PR #2233, opened 2022-10-13
[REFACTOR] Cgroup Interface (cgroupv1 and cgroupv2 initialization)

rafaeldtinoco:
## Description (git log)

This is a refactor triggered by comment https://github.com/aquasecurity/tracee/pull/2200#discussion_r990781388. Tracee needs to always initialize cgroupv1 and/or groupv2 when needed. Cgroupv2 is always needed for cgroup ebpf programs.

## Type of change

## How Has This Been Tested?

```
sudo ./dist/tracee-ebpf --install-path /tmp/tracee --cache cache-type=mem --cache mem-cache-size=512 --output format:json --output option:parse-arguments --output option:detect-syscall --containers --trace container --trace comm=bash --trace follow --capabilities bypass=false | jq -c
```

Note: Set bypass to false so capabilities are applied:

```
# cat /proc/$(pidof tracee-ebpf)/status | grep Cap
CapInh: 0000000000000000
CapPrm: 000001ffffffffff
CapEff: 0000000000000000
CapBnd: 0000000000000000
CapAmb: 0000000000000000
```

### DIFF
--- a/pkg/cgroup/cgroup.go
+++ b/pkg/cgroup/cgroup.go
@@ -2,8 +2,6 @@ package cgroup
 
 import (
 	"bufio"
-	"errors"
-	"fmt"
 	"io/fs"
 	"os"
 	"path/filepath"
@@ -357,69 +355,6 @@ func GetCgroupControllerHierarchy(subsys string) (int, error) {
 	}
 
 	return value, nil
-}
-
-// RunsOnContainerV1 tests if process is running on a container in cgroupsv1 it
-// tests by checking for existance of a release_agent file in cpuset from
-// https://www.kernel.org/doc/Documentation/cgroup-v1/cgroups.txt:
-//
-// - release_agent: ...         (this file exists in the top cgroup only)
-//
-// WARNING: IF THIS WASN'T CLEAR THIS IS ONLY VALID FOR CGROUPSV1 MACHINES
-func RunsOnContainerV1() (bool, error) {
-	_, err := os.Stat(CgroupReleaseAgent)
-	if os.IsNotExist(err) {
-		return true, nil
-	}
-	if err != nil {
-		return false, err
-	}
-	return false, nil
-}
-
-// GetCgroupV1HierarchyId returns the hierarchyId of cgroupsv1
-func GetCgroupV1HierarchyId() (int, error) {
-	const cgroupsFile = "/proc/cgroups"
-	file, err := os.Open(cgroupsFile)
-	if err != nil {
-		return -1, fmt.Errorf("could not open cgroups file %s: %w", cgroupsFile, err)
-	}
-	defer file.Close()
-
-	scanner := bufio.NewScanner(file)
-	for i := 1; scanner.Scan(); i++ {
-		sline := strings.Fields(scanner.Text())
-		if len(sline) < 2 || sline[0] != CgroupDefaultController {
-			continue
-		}
-		intID, err := strconv.Atoi(sline[1])
-		if err != nil || intID < 0 {
-			return -1, fmt.Errorf("error parsing %s: %w", cgroupsFile, err)
-		}
-		return intID, nil
-	}
-	return -1, fmt.Errorf("couldn't determine cgroup v1 hierarchy id")
-}
-
-// MountCgroupV1Cpuset mounts cpuset cgroup controller to the container's
-// current working directory this is done in order to detect host cgroup data
-// when running tracee from a container in cgroupsv1 since the function uses the
-// mount syscall, it requires CAP_SYS_ADMIN
-func MountCgroupV1Cpuset(mountPath string) error {
-	mp, _ := mount.IsMountpoint(mountPath, CgroupV1FsType)
-
-	if mp {
-		// already mounted
-		return nil
-	}
-
-	// equivalent to mount -t cgroup -o cpuset cgroup mountPath
-	// we ignore EBUSY because it means we already mounted the cpuset
-	err := syscall.Mount("cgroup", mountPath, "cgroup", 0, "cpuset")
-	if err != nil && !errors.Is(err, syscall.EBUSY) {
-		return fmt.Errorf("failed to mount %s", err)
-	}
-	return nil
 }
 
 // GetCgroupPath walks the cgroup fs and provides the cgroup directory path of
--- a/pkg/cgroup/cgroup.go
+++ b/pkg/cgroup/cgroup.go
@@ -14,21 +14,360 @@ import (
 	"github.com/aquasecurity/tracee/pkg/mount"
 )
 
-const CgroupV1Controller = "cpuset"
-const CgroupV1FsType = "cgroup"
-const CgroupV2FsType = "cgroup2"
+// Constants
 
-const CgroupCpusetReleaseAgent = "/sys/fs/cgroup/cpuset/release_agent"
+const (
+	CgroupV1FsType          = "cgroup"
+	CgroupV2FsType          = "cgroup2"
+	CgroupDefaultController = "cpuset"
+	CgroupControllersFile   = "/sys/fs/cgroup/cgroup.controllers"
+	procCgroups             = "/proc/cgroups"
+	sysFsCgroup             = "/sys/fs/cgroup"
+)
+
+// Versions
+
+type CgroupVersion int
+
+func (v CgroupVersion) String() string {
+	switch v {
+	case CgroupVersion1:
+		return CgroupV1FsType
+	case CgroupVersion2:
+		return CgroupV2FsType
+	}
+
+	return ""
+}
+
+const (
+	CgroupVersion1 CgroupVersion = iota
+	CgroupVersion2
+)
+
+//
+// Cgroups
+//
+
+type Cgroups struct {
+	cgroupv1 Cgroup
+	cgroupv2 Cgroup
+	cgroup   *Cgroup // pointer to default cgroup version
+	hid      int     // default cgroup controller hiearchy ID
+}
+
+func NewCgroups() (*Cgroups, error) {
+	var err error
+	var cgrp *Cgroup
+	var cgroupv1, cgroupv2 Cgroup
+
+	// discover the default cgroup being used
+	defaultVersion, err := GetCgroupDefaultVersion()
+	if err != nil {
+		return nil, err
+	}
+
+	// only start cgroupv1 if it is the OS default (orelse it isn't needed)
+	if defaultVersion == CgroupVersion1 {
+		cgroupv1, err = NewCgroup(CgroupVersion1)
+		if err != nil {
+			if _, ok := err.(*VersionNotSupported); !ok {
+				return nil, err
+			}
+		}
+	}
+
+	// start cgroupv2 (if supported)
+	cgroupv2, err = NewCgroup(CgroupVersion2)
+	if err != nil {
+		if _, ok := err.(*VersionNotSupported); !ok {
+			return nil, err
+		}
+	}
+
+	// at least one (or both) has to be supported
+	if cgroupv1 == nil && cgroupv2 == nil {
+		return nil, NoCgroupSupport()
+
+	}
+
+	hid := 0
+
+	// adjust pointer to the default cgroup version
+	switch defaultVersion {
+	case CgroupVersion1:
+		if cgroupv1 == nil {
+			return nil, CouldNotFindOrMountDefaultCgroup(CgroupVersion1)
+		}
+		cgrp = &cgroupv1
+
+		// discover default cgroup controller hierarchy id for cgroupv1
+		hid, err = GetCgroupControllerHierarchy(CgroupDefaultController)
+		if err != nil {
+			return nil, err
+		}
+
+	case CgroupVersion2:
+		if cgroupv2 == nil {
+			return nil, CouldNotFindOrMountDefaultCgroup(CgroupVersion2)
+		}
+		cgrp = &cgroupv2
+	}
+
+	cs := &Cgroups{
+		cgroupv1: cgroupv1,
+		cgroupv2: cgroupv2,
+		cgroup:   cgrp,
+		hid:      hid,
+	}
+
+	return cs, nil
+}
+
+func (cs *Cgroups) Destroy() error {
+	if cs.cgroupv1 != nil {
+		err := cs.cgroupv1.destroy()
+		if err != nil {
+			return err
+		}
+	}
+	if cs.cgroupv2 != nil {
+		return cs.cgroupv2.destroy()
+	}
+
+	return nil
+}
+
+func (cs *Cgroups) GetDefaultCgroupHierarchyID() int {
+	return cs.hid
+}
+
+func (cs *Cgroups) GetDefaultCgroup() Cgroup {
+	return *cs.cgroup
+}
+
+//
+// Cgroup
+//
+
+type Cgroup interface {
+	init() error
+	destroy() error
+	GetMountPoint() string
+	getDefaultHierarchyID() int
+}
+
+func NewCgroup(ver CgroupVersion) (Cgroup, error) {
+	var c Cgroup
+
+	switch ver {
+	case CgroupVersion1:
+		c = &CgroupV1{}
+	case CgroupVersion2:
+		c = &CgroupV2{}
+	}
+
+	return c, c.init()
+}
+
+// cgroupv1
+
+type CgroupV1 struct {
+	mounted    *mount.MountOnce
+	mountpoint string
+	hid        int
+}
+
+func (c *CgroupV1) init() error {
+
+	// 0. check if cgroup type is supported
+	supported, err := mount.IsFileSystemSupported(CgroupVersion1.String())
+	if err != nil {
+		return err
+	}
+	if !supported {
+		return &VersionNotSupported{}
+	}
+
+	// 1. mount cgroup (if needed)
+	c.mounted, err = mount.NewMountOnce(
+		CgroupV1FsType,
+		CgroupV1FsType,
+		CgroupDefaultController,
+		sysFsCgroup, // where to check for already mounted cgroupfs
+	)
+	if err != nil {
+		return err
+	}
+
+	// 2. discover where cgroup is mounted
+	c.mountpoint = c.mounted.GetMountpoint()
+
+	return nil
+}
+
+func (c *CgroupV1) destroy() error {
+	return c.mounted.Umount()
+}
+
+func (c *CgroupV1) GetMountPoint() string {
+	return c.mountpoint
+}
+
+func (c *CgroupV1) getDefaultHierarchyID() int {
+	return c.hid
+}
+
+// cgroupv2
+
+type CgroupV2 struct {
+	mounted    *mount.MountOnce
+	mountpoint string
+	hid        int
+}
+
+func (c *CgroupV2) init() error {
+	// 0. check if cgroup type is supported
+	supported, err := mount.IsFileSystemSupported(CgroupVersion2.String())
+	if err != nil {
+		return err
+	}
+	if !supported {
+		return &VersionNotSupported{}
+	}
+
+	// 1. mount cgroup (if needed)
+	c.mounted, err = mount.NewMountOnce(
+		CgroupV2FsType,
+		CgroupV2FsType,
+		"",          // cgroupv2 has no default controller
+		sysFsCgroup, // where to check for already mounted cgroupfs
+	)
+	if err != nil {
+		return err
+	}
+
+	// 2. discover where cgroup is mounted
+	c.mountpoint = c.mounted.GetMountpoint()
+
+	return nil
+}
+
+func (c *CgroupV2) destroy() error {
+	return c.mounted.Umount()
+}
+
+func (c *CgroupV2) GetMountPoint() string {
+	return c.mountpoint
+}
+
+func (c *CgroupV2) getDefaultHierarchyID() int {
+	return c.hid
+}
+
+//
+// General
+//
+
+func GetCgroupDefaultVersion() (CgroupVersion, error) {
+	// 1st Method: already mounted cgroupv1 filesystem
+
+	if ok, _ := IsCgroupV2MountedAndDefault(); ok {
+		return CgroupVersion2, nil
+	}
+
+	//
+	// 2nd Method: From cgroup man page:
+	// ...
+	// 2. The unique ID of the cgroup hierarchy on which this
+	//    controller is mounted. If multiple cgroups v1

• [Work to complete] Search the records above for the string "VersionNotSupported". Report each line that has it.

• [Response below]
+			if _, ok := err.(*VersionNotSupported); !ok {
+		if _, ok := err.(*VersionNotSupported); !ok {
+		return &VersionNotSupported{}
+		return &VersionNotSupported{}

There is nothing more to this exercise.